PR #1408, opened 2023-08-25
fix: open application in the new tab

HejdaJakub:
* On a ctrl (command) + left mouse click is now opened the application in the new tab and routing is stopped in the parent tab.
* This is now implemented also for side menu, tables and inner page menu in user-profile (authentication and settings).

### DIFF
--- a/apps/admin-gui/src/app/shared/side-menu/side-menu-item/side-menu-item.component.ts
+++ b/apps/admin-gui/src/app/shared/side-menu/side-menu-item/side-menu-item.component.ts
@@ -43,12 +43,18 @@ export class SideMenuItemComponent {
     });
   }
 
-  linkClicked(link: SideMenuLink): void {
-    // Navigate or expand children based on item
-    if (!link.children) {
-      void this.router.navigate(link.url);
-    } else {
-      this.expandedTilesStore.setItem(link.showChildren);
+  /**
+   * Navigate or expand children based on item if ctrl (metaKey) is not pressed
+   * @param link SideMenuLink with url and list of children
+   * @param event mouse event used for detect ctrlKey (support for Windows/Linux keyboards) or metaKey (support for Mac keyboards)
+   */
+  navigateOrExpandSideMenu(link: SideMenuLink, event: MouseEvent): void {
+    if (!event.ctrlKey && !event.metaKey) {
+      if (!link.children) {
+        void this.router.navigate(link.url);
+      } else {
+        this.expandedTilesStore.setItem(link.showChildren);
+      }
     }
   }
 }
--- a/libs/perun/directives/src/lib/middle-click-router-link.ts
+++ b/libs/perun/directives/src/lib/middle-click-router-link.ts
@@ -1,4 +1,4 @@
-import { Directive, HostListener, Input } from '@angular/core';
+import { Directive, ElementRef, HostListener, Input, Renderer2 } from '@angular/core';
 
 @Directive({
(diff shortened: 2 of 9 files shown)


HejdaJakub:
Questions:
- The side menu works for admin-gui, should it be fixed also for user-profile? (there isn't handled even middle click now)
- What about iOS, is `ctrlKey` check working the same way or not?

mattjoke (commented):
Looks good :+1:  However, I found a weird bug of some sort. If I Ctrl+ click on `Advanced Settings` the new tab opens correctly, but the Advanced Settings button/title is nowhere to be seen in the main content. The advanced settings option is, however, present in the side menu.
image

HejdaJakub:
> Looks good 👍 However, I found a weird bug of some sort. If I Ctrl+ click on `Advanced Settings` the new tab opens correctly, but the Advanced Settings button/title is nowhere to be seen in the main content. The advanced settings option is, however, present in the side menu.

Good point, it should be fixed now. I discussed it in the office and we agreed that these expandable items in the side menu are more buttons than navigators (just expands submenu), so it shouldn't be possible to open a new window via middle click / ctrl+left click on these items (it is disabled now).

apps/admin-gui/src/app/shared/side-menu/side-menu-item/side-menu-item.component.ts
```diff
@@ -23,6 +23,9 @@ export class SideMenuItemComponent {
   rippleColor = 'rgba(255, 255, 255, 0.1)';
   expandSections: Map<ExpandableSectionId, boolean>;
 
+  protected readonly window = window;
+  protected readonly location = location;
+
```
bodnara, line 28: Unused ?

libs/perun/directives/src/lib/middle-click-router-link.ts
```diff
@@ -1,20 +1,48 @@
...
+    this.renderer.listen(htmlElement, 'click', (event: MouseEvent) => {
+      // ctrl (command) + left mouse click will stop routing and open router link in the new tab
+      if (
+        // ctrlKey = support for Windows/Linux keyboards
+        // metaKey = support for Mac keyboards
+        (event.ctrlKey || event.metaKey) &&
+        event.button === 0 &&
+        this.perunWebAppsMiddleClickRouterLink !== null &&
+        this.perunWebAppsMiddleClickRouterLink !== undefined
+      ) {
```
bodnara, line 20: Nitpick, for both occurences.
```suggestion
      if (
        // ctrlKey = support for Windows/Linux keyboards
        // metaKey = support for Mac keyboards
        (event.ctrlKey || event.metaKey) &&
        event.button === 0 &&
        this.perunWebAppsMiddleClickRouterLink
      ) {
```

bodnara (approved):
Works for links, side-menu, tiles and in tables. I believe that should cover all cases.

mattjoke (approved):
Looks good :+1:

bodnara:
I have just noticed that using crtl+click in sidemenu does redirect in current window as well. Other elements/types of navigation do not navigate for current window.

HejdaJakub:
> I have just noticed that using crtl+click in sidemenu does redirect in current window as well. Other elements/types of navigation do not navigate for current window.

Yeah, I broke this behavior with the last edit, thanks for noticing. Now it should work and I also realized, that I didn't handle the `metaKey` (Mac support) for the side menu, so it is also fixed now.

bodnara (approved):

mattjoke (approved):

# # # #

Your answer must be one number: the count of lines in the entries that contain the string "However".

2